For five more dollars you can be a “Seven Habits Guy” on page 8. He has 6:30 a.m. yoga class, an 8:30 zoning commission meeting and a 10 a.m. partner meeting. He doesn’t run out for grocery store cupcakes; he sets up birthday lunches at Bistro 31 – reservations for nine. After an afternoon of mentoring flunkies, he dines at Don Miguel’s at 7 p.m.

But perhaps you’re a woman with a family. Well, then, you need a kicky, spiral-bound planner that patronizes you on every page. Meet “Collages,” with its daily sketches of purses, shoes and wooden benches. The Collages Lady jogs in the park, schedules a manicure and reviews notes for cooking class. In her spare time, she plans her husband’s birthday dinner, Kira’s baby shower and the Collins’ anniversary party.

Other planners may quote Emerson: “The man of genius inspires us with boundless confidence in our own powers.” The Collages planner says, “A little of what you fancy does you good.” By the way, it comes with a free purse.

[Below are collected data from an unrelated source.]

Issue #2099, opened 2025-11-14
Regression with recent portblock status_check=rule


lge:
344beb1 introduced status_check=rule (and set that as default).

This breaks "monitor" and "probe" of "action=block" for existing setups.

As soon as the "unblock" is "started", the rule is no longer active.
With status_check=rule (the new default), the next "monitor" (or "probe") will see an unexpected state of the "block" instance, and recover the whole dependency chain. With monitor enabled, this will repeat forever.

Not a fix, even if you think it might be, is to drop the monitor.
Because the same "unexpected" state would be detected on any probe.

Probe will happen after you go into and then out of maintenance-mode, after a DC election, for example after cluster partition / rejoin / or other membership change like a peer reboot, even a planned one. Possibly for other reasons as well.

Any such probe will find the resource in an unexpected state, and "recover" by spuriously restarting the whole dependency chain.

Workaround: explicitly set status_check=pseudo (or any other string not equal to "rule").

Possible "fix": don't set "rule" as the default.

Better fix: always treat "action=block" instances as pseudo resources.

@oalbrigt

oalbrigt:
Yeah. This is not ideal, but not monitoring the rule of a firewall agent by default is really not good from a security perspective.

When you use e.g. block, then unblock like this the solution is to set `status_check=pseudo` for the first resource, so you get the best of both worlds (the first resource thinking it's running, and the 2nd fails if someone or some firewall software changes or removes the rule).

oalbrigt:
Yeah. That makes sense to me.

PR #2108, opened 2025-12-03
portblock: monitor needs to also check state file of inverse action

lge:
portblock: derive state file from parameters instead of instance
    
The expected usage of this agent is to pair a "block" with an "unblock", and order startup and configuration of some service between these.

The established idiom is to have two separate instances with inverse actions.
To "reliably" report the status of "block" during a monitor action, it is not sufficient to check the existence of the blocking rule.

It is also insufficient to rely on the pseudo resource state file of this instance only.

To know our actual expectation, we need to check the state file of the "inverse" instance as well.

Because we don't know the OCF_RESOURCE_INSTANCE value of the other instance, we override the state file name for both instances to something derived from our parameters. 

This should give use the same "global state" view as the "promotion score" does for the promotable clone variant of this agent.

Fixes regression introduced with 344beb1 status_check=rule (and set that as default), which breaks existing setups requiring user interaction. See also #2099. Alternative to #2107.

Also: add save_tcp_connection to monnitor for promoted action=unblock instance

### DIFF
--- a/heartbeat/portblock
+++ b/heartbeat/portblock
@@ -30,11 +30,16 @@ OCF_RESKEY_portno_default=""
 OCF_RESKEY_direction_default="in"
 OCF_RESKEY_action_default=""
 OCF_RESKEY_method_default="drop"
-OCF_RESKEY_status_check_default="rule"
 OCF_RESKEY_ip_default="0.0.0.0/0"
 OCF_RESKEY_reset_local_on_unblock_stop_default="false"
 OCF_RESKEY_tickle_dir_default=""
 OCF_RESKEY_sync_script_default=""
+
+if ocf_is_ms; then
+  OCF_RESKEY_status_check_default="rule"
+else
+  OCF_RESKEY_status_check_default="pseudo"
+fi
 
 : ${OCF_RESKEY_firewall=${OCF_RESKEY_firewall_default}}
 : ${OCF_RESKEY_protocol=${OCF_RESKEY_protocol_default}}
@@ -474,8 +479,17 @@ PortStatus() {
         fi
         ;;
       *)
-        SayInactive $*
-        rc=$OCF_NOT_RUNNING
+        if [ "$OCF_RESKEY_status_check" != "rule" ] \
+        && test -e "$state_file" && test "$inverse_state_file" -nt "$state_file"; then
+          # rule present, action=unblock, unblock statefile present,
+          # block state file more recent.
+          # apparently an unusual setup: unblock first, block later
+          SayConsideredActive $*
+          rc=$OCF_SUCCESS
+        else
+          SayInactive $*
+          rc=$OCF_NOT_RUNNING
+        fi
         ;;
     esac
   elif [ "$OCF_RESKEY_status_check" = "rule" ]; then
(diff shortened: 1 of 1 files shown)


heartbeat/portblock
```diff
@@ -487,7 +511,10 @@ PortStatus() {
   else
     case $5 in
       block)
-        if ha_pseudo_resource "${OCF_RESOURCE_INSTANCE}" status; then
+        if test -e "$state_file" && test "$inverse_state_file" -nt "$state_file"; then
```
oalbrigt, line 514: Shouldnt we check `if [ "$OCF_RESKEY_status_check" != "rule" ] \` here as well?

heartbeat/portblock
```diff
@@ -30,12 +30,17 @@ OCF_RESKEY_portno_default=""
 OCF_RESKEY_direction_default="in"
 OCF_RESKEY_action_default=""
 OCF_RESKEY_method_default="drop"
-OCF_RESKEY_status_check_default="rule"
 OCF_RESKEY_ip_default="0.0.0.0/0"
 OCF_RESKEY_reset_local_on_unblock_stop_default="false"
 OCF_RESKEY_tickle_dir_default=""
 OCF_RESKEY_sync_script_default=""
 
+if ocf_is_ms; then
```
oalbrigt, line 38: This will make the metadata suggest it's not running the rule check by default, so I think we should move this down to where you define `state_file_base` and modify `OCF_RESKEY_status_check` instead of the default.

lge:
We could even change the semantics a bit, if we wanted to: up to now, the rule was only active if "block" was started, but "unblock" was not yet started. With "promotable", I think you changed that to "rule present unless unblock promoted", so rule even present after stop.

If we change the two-instance variant to
`test $state_unblock -nt $state_block && rule should NOT be active || rule should be active`
we get the same semantics.

```bash
#!/bin/bash
    state_str=(ALLOW BLOCK);
    for state in "" b "ub" "u b" "b u" u; do
        rm -f block unblock;
        for action in $state; do
            case $action in 
                u) touch unblock;;
                b) touch block;;
                
                # "ambiguous" highly unlikely: both exist, identical timestamps
                ub | bu) touch block unblock;;
            esac;
            sleep 0.1; # so we don't get accidentally get identical timestamps
        done;
        printf "%4s: should %s\n" "$state" "${state_str[$(test unblock -nt block && echo 0 || echo 1)]}";
    done
```
gives
```
    : should BLOCK
   b: should BLOCK
  ub: should BLOCK
 u b: should BLOCK
 b u: should ALLOW
   u: should ALLOW
```

Though that may again violate expectations of existing setups (no rule present if both instances stopped).
Existing setup expectations would be `$(test block -nt unblock && echo 1 || echo 0)`,
which changes above for `"": ALLOW, ub: ALLOW` (rest is identical).
I'll think about this some more.

Pre-calculating the expectation like that could also simplify the status function.

heartbeat/portblock
oalbrigt: Let's move this logic to `OCF_RESKEY_status_check=` below, so the metadata isnt suggesting the default is pseudo.

Do you want me to pull your commits into a new PR to do it, or will you update this one?

We can do the other improvements in a separate PR later.

oalbrigt: There are some other changes needed as well, so I'll take care of it.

But hey, we’re wasting time here. Time to shake hands with “The Leader.” This mighty man swims at 7 a.m., builds parking structures until lunch and then runs his firm’s capital improvement board. Leader doesn't waste his time with birthdays or anniversaries. He’s gotta buy swim goggles.

His planner tells us that if you want to build a ship, don’t gather the men to actually build it. Instead, “Teach them the desire for the sea.”

So go, go and seek your planner self. And when you find it, write … write the detritus of your daily life, the stupid branding meeting, the shopping list (nose drops, corn pads, Swanson’s Frozen Chicken Delite) and the aerobics class you haven’t attended in months.

And remember, if you want to heat a frozen dinner, don’t ask your spouse to turn the oven on. Read him a fairy tale about the Prince and the Enchanted Chicken Wing.